Через несколько недель наблюдавший ее врач подтвердил, что она ждет ребенка. Однако опасался внематочной беременности. Из разговора с ним я понял, что шансы равны, угроза не менее реальна, чем надежда на благополучный исход. Она же отказывалась прислушаться к его предостережениям. Ребенок был для нее венцом с тысячей бриллиантов. Я, как мог, старался разделить ее радость, не теряя чувства реального, на случай, если нас постигнет несчастье. Надежда иметь ребенка окончательно сблизила нас. В Мэрилин наконец появилась особая доверительность, внутренний покой, чего я раньше в ней не замечал. Она почувствовала себя полноправной хозяйкой, а не забитым существом, в страхе прячущимся от случайных гостей, чьим добрым намерениям не очень-то доверяла. Казалось, она свыклась с тем, что живет под надежной защитой, а я старался примириться с мыслью, что в сорок с лишним лет вновь становлюсь отцом. На моих глазах она осваивалась с новой ролью, и это убедило меня, что если ребенок и добавит хлопот, он укрепит в ней надежду на наше будущее. А значит, укрепит ее и во мне.
Отсрочка оказалась недолгой. Диагноз подтвердил внематочную беременность, которую необходимо было срочно прервать. На Мэрилин не было лица, когда она, беспомощная, лежала после операции на койке. Я не мог вынести этих страданий, ощущая ее рану как свою. Вернувшись вечером из больницы, я понял, у меня есть уникальная возможность сказать ей, что она значит для меня, такая уязвимая и беззащитная. Однако ничего не приходило на ум, а слов утешения было явно недостаточно.

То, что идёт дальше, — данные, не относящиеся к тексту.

PR #3200, opened 2021-05-26
Support for $...BODY to match over list of stmts

aryx:
PR checklist:
- [x] changelog is up to date

Issue #3170, opened 2021-05-21
$...BODY not working for Go


DrewDennison:
https://semgrep.dev/s/L0bG is not matching for @dgryski but if you use `...` in place of `$...BODY` it matches. He needs to capture the function body for autofix.

See: https://r2c-community.slack.com/archives/C018NJRRCJ0/p1621623452029300 for more context

aryx:
This works now: https://semgrep.dev/s/L0bG?version=develop
Might want to use gofmt on the autofixed code though ...

PR #5313, opened 2022-05-25
fix(matching): Allow ellipsis metavariable to match statements not in blocks

### LINKED ISSUE #3771: $...BODY not working for Python
**Describe the bug**
Similar issue to https://github.com/returntocorp/semgrep/issues/3170 but in Python

**To Reproduce**
https://semgrep.dev/s/DwPy/

kopecs:
Fixes #3771.

It seems we can currently match statements when they appear in certain blocks, but not otherwise. For instance (Java),

```
class $C {
    void foo(...) {
        if (...) $...BODY;
    }
}
```

doesn't match

```
class Foo {
    void foo() {
        if (true) { int x = 10; return; }
    }
}
```

but would after this PR.

For reviewers: The discussion on #3771, also mentioned #3170 as a similar issue. The PR resolving that issue (#3200) modified some functions like `m_list__m_stmt_uncached`. Do I need to modify additional functions beyond `m_stmt` here for robustness, or does this already handle all cases? I wasn't able to break it on my machine.

PR checklist:

- [x] Changelog is up-to-date

Test plan: Includes tests for Python (original issue language) and Java.


mmcqd (changes requested):
This doesn't seem to be properly capturing the whole statement in the metavariable. If I run your python test with
```
pattern: |
  class $C:
     $...BODY
message: $...BODY
```
Each class should have one match and the message should print the full contents of the class. Instead it produces multiple matches for each class, and `$...BODY` contains only part of the statements in the class.

mmcqd:
Actually I might be totally wrong. I guess this should behave the same as ellipsis. How do those behave in the case I described?

kopecs:
> This doesn't seem to be properly capturing the whole statement in the metavariable. If I run your python test with
> 
> ```
> pattern: |
>   class $C:
>      $...BODY
> message: $...BODY
> ```
> 
> Each class should have one match and the message should print the full contents of the class. Instead it produces multiple matches for each class, and `$...BODY` contains only part of the statements in the class.

~~I can't reproduce this in the manner you describe. I was getting duplicate matches (which, wrt your other comment, I don't get with `...`), but they seem to contain the whole body on the examples I tested.~~ After some more trial & error I got this to reproduce.

Looking at this in more depth, I should probably just stop going deeper once I hit this case if its a metavar ellipsis, à la normal ellipsis (but also associating the matched content).

kopecs:
The duplicate matches seem related to the couple cases following this, which seem to prevent the same thing happening for `...`, but it seems like this is just a hacky fix based on the comments:

https://github.com/returntocorp/semgrep/blob/f2b0064dceb9563c92c4e1ac9013d904a54f704e/semgrep-core/src/matching/Generic_vs_generic.ml#L2035-L2054

Edit: I actually think this is related to the field thing mentioned below, but it'll take me a while to go through and see. Seems like there's also potentially some special-casing for handling python stuff there too.

kopecs:
It looks like for a python class we treat any statements in it as fields instead. This makes sense for reasonable python code, where everything in a class is just a method definition or similar, but because we're order agnostic for fields it might cause issues for classes containing statements like the one in the test.

kopecs:
Closing with explanation in the comment on https://github.com/returntocorp/semgrep/issues/3771#issuecomment-1150208966. There is a separate, somewhat unrelated change in here I'll probably put in a separate PR about the Java statement matching.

Днем в больницу заехал фотограф Сэм Шоу. Мы пошли побродить вдоль Ист-Ривер и, присев на скамейку, заговорили о ней. Я мало знал Сэма. Этот сдержанный человек не искал в дружбе с Мэрилин выгод и восхищался тем, как она самоотверженно, без союзников и тылов, прокладывает себе дорогу в жизни. Я что-то сказал о ее необыкновенной силе духа и сумасшедшем благородстве, которого она сама в себе не осознает. И сможет понять, только если сыграет самое себя и увидит со стороны. Психоанализ со всей его описательностью не мог заменить дела — единственного, во что она верила, когда вся ее жизнь состояла из одних взлетов и падений.